PR #1691, opened 2020-09-04
[Hebao 1.1] fix bug in WalletFactory

dong77:


packages/hebao_v1/contracts/modules/base/MetaTxAware.sol
```diff
@@ -34,6 +34,13 @@ abstract contract MetaTxAware
         _;
     }
 
+    function initTrustedForwarder(address _trustedForwarder)
+        public
+    {
+        require(trustedForwarder == address(0), "INITIALIZED_ALREADY");
```
dong77, line 40: move this to WalletFactory

Issue #1696, opened 2020-09-04
[Loopring 3.6] Use weight as a gate to control AMM pool transfers on layer2.


dong77:
The idea is to disable incoming token transfers to an AMM pool account if the _weight_ of the token is non-zero. This is not the case yet in the current implementation.

Switching a token's weight between zero and non-zero will form a window such that the AMM managing contract can check the preconditions and postconditions regarding a sequence of account/balance update transactions.

PR #1705, opened 2020-09-05
[protocol 3.6] Disable transfers to active AMM tokens

Brechtpd:
#1696


dong77 (approved):

dong77:
Shall we also disable deposit and withdrawal as well? It seems to make sense to disable all non-trading balance change for tokens with non-zero weights.

dong77:
After a forced withdrawal, the token's weight should be set to 0. Not sure if this is already the case.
= = = = = = =
- WHAT IS BEING ASKED
Would you repeat the lines from the one containing "Shall we also" through the end of the data, exactly, with nothing before or after them?

- TASK RESPONSE
Shall we also disable deposit and withdrawal as well? It seems to make sense to disable all non-trading balance change for tokens with non-zero weights.

dong77:
After a forced withdrawal, the token's weight should be set to 0. Not sure if this is already the case.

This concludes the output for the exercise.